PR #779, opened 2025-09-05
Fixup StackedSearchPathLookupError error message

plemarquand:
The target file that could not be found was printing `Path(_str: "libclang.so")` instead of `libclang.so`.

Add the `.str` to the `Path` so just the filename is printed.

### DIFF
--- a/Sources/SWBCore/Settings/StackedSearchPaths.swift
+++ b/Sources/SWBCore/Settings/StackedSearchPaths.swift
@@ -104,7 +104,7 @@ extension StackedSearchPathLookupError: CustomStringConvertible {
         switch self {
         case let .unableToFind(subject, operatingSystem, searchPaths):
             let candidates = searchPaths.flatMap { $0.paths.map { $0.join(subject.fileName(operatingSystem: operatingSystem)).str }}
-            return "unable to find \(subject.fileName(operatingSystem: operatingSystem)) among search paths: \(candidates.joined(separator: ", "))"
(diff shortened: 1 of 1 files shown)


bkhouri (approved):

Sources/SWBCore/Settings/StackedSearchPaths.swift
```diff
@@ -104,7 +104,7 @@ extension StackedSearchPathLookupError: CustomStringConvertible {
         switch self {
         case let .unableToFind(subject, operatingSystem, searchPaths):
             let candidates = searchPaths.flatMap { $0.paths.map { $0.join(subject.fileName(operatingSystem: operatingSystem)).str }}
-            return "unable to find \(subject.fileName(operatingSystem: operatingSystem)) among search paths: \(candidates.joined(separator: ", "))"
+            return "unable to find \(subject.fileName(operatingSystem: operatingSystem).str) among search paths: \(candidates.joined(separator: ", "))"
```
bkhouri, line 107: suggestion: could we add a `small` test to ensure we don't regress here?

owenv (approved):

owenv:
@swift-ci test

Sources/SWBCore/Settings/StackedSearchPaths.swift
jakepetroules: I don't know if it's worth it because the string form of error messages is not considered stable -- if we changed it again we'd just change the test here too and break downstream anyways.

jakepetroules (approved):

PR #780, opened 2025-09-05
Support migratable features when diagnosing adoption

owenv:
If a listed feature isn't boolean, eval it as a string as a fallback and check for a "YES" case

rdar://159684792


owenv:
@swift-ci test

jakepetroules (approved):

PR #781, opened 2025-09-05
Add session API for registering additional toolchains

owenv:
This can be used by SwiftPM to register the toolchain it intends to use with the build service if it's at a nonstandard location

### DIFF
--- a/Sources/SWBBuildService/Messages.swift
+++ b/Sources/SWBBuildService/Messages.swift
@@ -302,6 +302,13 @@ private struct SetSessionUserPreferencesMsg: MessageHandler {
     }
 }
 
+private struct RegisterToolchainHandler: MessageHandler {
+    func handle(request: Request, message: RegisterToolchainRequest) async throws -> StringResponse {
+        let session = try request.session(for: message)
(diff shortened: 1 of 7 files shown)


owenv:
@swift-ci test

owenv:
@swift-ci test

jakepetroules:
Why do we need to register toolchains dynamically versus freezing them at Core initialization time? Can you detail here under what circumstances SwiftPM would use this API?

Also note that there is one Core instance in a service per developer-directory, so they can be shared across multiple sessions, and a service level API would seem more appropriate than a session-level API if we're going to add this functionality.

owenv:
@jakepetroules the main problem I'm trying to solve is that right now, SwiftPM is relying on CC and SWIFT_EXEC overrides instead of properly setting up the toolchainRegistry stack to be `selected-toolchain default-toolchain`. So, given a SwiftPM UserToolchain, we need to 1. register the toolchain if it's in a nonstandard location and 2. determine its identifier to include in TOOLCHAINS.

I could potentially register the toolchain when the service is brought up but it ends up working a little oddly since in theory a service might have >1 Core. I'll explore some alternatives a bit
........
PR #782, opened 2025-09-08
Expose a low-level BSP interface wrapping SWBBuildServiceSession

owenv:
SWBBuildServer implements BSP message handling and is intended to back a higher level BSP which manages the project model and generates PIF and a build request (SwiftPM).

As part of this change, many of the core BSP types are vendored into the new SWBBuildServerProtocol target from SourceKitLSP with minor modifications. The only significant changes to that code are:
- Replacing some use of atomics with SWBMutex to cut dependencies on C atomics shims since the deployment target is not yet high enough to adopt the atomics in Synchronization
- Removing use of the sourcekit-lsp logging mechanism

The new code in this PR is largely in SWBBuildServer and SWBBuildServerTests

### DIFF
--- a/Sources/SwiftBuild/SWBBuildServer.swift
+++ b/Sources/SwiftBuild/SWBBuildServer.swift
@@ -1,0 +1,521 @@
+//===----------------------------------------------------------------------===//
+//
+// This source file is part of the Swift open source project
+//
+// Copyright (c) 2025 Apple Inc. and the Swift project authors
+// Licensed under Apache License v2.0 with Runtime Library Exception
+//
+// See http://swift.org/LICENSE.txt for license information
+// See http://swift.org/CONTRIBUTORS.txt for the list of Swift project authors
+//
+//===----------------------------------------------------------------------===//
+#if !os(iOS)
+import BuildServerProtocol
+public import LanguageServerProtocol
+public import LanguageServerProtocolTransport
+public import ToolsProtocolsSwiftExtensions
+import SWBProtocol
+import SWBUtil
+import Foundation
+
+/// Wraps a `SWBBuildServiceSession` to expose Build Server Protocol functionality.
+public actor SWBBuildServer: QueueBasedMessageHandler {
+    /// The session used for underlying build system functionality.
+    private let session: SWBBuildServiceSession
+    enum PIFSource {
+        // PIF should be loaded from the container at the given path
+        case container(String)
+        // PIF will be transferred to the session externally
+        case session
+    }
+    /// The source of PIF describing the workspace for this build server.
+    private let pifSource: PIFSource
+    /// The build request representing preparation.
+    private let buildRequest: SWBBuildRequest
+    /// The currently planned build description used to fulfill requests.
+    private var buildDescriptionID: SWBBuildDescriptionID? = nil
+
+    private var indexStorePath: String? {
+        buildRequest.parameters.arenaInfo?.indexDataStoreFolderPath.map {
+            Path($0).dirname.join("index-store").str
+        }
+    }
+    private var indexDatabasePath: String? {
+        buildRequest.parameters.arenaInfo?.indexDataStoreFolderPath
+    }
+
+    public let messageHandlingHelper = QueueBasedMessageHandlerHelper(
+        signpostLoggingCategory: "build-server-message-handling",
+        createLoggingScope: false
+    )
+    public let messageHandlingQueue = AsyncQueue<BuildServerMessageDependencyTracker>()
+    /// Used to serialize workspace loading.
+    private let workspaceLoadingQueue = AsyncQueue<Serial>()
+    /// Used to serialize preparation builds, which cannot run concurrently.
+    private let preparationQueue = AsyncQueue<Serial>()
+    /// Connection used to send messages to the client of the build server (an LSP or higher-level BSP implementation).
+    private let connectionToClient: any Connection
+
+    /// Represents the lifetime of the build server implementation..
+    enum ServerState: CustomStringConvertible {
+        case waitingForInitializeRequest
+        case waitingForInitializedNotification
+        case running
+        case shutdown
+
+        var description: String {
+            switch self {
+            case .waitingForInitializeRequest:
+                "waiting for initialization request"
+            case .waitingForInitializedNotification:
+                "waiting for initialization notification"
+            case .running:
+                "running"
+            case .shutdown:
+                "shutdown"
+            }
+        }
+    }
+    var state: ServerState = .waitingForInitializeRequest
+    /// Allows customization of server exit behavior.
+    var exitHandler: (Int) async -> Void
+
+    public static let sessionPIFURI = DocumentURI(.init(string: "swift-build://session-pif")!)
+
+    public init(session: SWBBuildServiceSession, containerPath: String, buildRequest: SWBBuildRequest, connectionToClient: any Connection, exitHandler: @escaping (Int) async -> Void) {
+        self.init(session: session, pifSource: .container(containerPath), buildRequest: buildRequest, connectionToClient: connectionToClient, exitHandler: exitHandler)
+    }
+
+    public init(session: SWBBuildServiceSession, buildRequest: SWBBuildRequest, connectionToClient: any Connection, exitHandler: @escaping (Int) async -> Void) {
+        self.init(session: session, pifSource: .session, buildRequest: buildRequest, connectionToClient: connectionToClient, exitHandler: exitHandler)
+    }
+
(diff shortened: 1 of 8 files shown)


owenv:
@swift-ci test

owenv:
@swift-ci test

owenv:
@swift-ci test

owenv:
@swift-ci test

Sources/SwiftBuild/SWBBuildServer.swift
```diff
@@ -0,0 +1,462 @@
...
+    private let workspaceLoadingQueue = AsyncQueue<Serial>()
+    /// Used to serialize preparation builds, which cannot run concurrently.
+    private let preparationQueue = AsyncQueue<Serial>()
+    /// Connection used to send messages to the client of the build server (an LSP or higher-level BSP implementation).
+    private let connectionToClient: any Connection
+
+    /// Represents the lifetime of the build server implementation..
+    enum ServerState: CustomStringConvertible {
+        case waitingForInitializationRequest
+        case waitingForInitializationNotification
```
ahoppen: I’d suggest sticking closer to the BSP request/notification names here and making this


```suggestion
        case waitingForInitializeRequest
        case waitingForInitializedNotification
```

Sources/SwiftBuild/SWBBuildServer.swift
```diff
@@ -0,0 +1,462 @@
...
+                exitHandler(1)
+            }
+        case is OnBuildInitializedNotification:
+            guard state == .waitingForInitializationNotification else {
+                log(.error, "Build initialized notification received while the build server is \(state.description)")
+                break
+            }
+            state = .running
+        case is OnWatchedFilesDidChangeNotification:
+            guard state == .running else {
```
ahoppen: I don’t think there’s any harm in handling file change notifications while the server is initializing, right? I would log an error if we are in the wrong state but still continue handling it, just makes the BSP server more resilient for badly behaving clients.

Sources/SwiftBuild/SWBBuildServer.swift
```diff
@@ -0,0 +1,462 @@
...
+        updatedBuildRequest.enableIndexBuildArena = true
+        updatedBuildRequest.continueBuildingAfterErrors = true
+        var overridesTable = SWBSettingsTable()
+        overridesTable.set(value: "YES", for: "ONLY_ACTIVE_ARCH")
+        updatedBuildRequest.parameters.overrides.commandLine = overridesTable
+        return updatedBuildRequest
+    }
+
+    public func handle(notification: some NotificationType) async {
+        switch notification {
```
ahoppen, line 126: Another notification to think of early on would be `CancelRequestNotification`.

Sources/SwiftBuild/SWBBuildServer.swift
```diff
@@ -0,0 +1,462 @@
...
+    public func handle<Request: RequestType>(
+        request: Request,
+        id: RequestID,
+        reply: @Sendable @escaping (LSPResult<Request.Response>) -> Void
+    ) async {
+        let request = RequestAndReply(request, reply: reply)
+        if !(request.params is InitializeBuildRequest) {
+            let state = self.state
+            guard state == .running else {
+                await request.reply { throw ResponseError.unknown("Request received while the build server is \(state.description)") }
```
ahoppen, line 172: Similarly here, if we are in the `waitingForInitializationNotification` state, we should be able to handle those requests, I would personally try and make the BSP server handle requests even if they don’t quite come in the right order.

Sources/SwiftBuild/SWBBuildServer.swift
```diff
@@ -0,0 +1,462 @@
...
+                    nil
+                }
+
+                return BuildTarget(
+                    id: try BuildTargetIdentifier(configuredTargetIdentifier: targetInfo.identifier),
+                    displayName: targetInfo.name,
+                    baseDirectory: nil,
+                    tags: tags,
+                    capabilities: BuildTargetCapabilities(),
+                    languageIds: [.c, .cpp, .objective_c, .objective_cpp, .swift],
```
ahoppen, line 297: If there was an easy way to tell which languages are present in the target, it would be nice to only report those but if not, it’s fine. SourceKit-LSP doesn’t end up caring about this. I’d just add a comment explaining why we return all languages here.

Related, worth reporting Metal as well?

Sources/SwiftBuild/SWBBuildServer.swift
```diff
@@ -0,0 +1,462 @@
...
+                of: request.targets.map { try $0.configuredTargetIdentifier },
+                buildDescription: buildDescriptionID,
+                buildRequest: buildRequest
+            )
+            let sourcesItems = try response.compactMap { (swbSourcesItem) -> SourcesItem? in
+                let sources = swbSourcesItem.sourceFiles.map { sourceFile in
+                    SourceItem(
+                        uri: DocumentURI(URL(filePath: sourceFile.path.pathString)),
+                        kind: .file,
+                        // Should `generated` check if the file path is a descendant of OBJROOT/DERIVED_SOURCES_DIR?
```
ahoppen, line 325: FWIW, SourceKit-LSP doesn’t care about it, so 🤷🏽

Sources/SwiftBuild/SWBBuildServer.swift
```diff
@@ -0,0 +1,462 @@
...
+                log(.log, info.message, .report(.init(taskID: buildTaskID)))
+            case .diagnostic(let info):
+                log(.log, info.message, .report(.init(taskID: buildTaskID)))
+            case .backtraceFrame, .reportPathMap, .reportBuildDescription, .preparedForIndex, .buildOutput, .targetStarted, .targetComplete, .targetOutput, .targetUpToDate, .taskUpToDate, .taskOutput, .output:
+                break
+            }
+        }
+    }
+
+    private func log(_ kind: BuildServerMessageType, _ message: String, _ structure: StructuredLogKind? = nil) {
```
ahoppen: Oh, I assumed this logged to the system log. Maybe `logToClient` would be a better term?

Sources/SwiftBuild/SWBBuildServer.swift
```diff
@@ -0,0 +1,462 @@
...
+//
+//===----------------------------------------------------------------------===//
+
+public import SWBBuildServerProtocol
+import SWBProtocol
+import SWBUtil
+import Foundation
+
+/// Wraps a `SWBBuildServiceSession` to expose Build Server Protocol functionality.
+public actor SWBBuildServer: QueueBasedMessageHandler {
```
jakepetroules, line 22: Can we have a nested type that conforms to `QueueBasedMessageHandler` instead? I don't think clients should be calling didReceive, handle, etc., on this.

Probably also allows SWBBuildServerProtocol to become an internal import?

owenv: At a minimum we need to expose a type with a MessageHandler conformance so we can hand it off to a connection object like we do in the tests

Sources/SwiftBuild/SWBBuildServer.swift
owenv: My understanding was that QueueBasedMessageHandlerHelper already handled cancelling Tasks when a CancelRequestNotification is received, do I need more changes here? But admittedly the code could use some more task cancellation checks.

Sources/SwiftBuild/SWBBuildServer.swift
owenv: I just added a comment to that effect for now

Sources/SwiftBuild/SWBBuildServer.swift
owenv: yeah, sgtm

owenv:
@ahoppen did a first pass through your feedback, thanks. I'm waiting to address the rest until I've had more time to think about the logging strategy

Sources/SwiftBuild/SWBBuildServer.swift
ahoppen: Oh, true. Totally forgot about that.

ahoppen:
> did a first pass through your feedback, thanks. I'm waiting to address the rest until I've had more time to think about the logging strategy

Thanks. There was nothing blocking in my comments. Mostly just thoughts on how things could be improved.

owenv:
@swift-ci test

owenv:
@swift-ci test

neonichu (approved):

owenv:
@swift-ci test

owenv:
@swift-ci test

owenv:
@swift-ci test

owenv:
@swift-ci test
........
● **What to do**
Retype the portion of the data above that starts on the line with "PR #779, opened 2025-09-05" and finishes on the line with "The target file", including both of those lines.

● **Reply to the exercise**
PR #779, opened 2025-09-05
Fixup StackedSearchPathLookupError error message

plemarquand:
The target file that could not be found was printing `Path(_str: "libclang.so")` instead of `libclang.so`.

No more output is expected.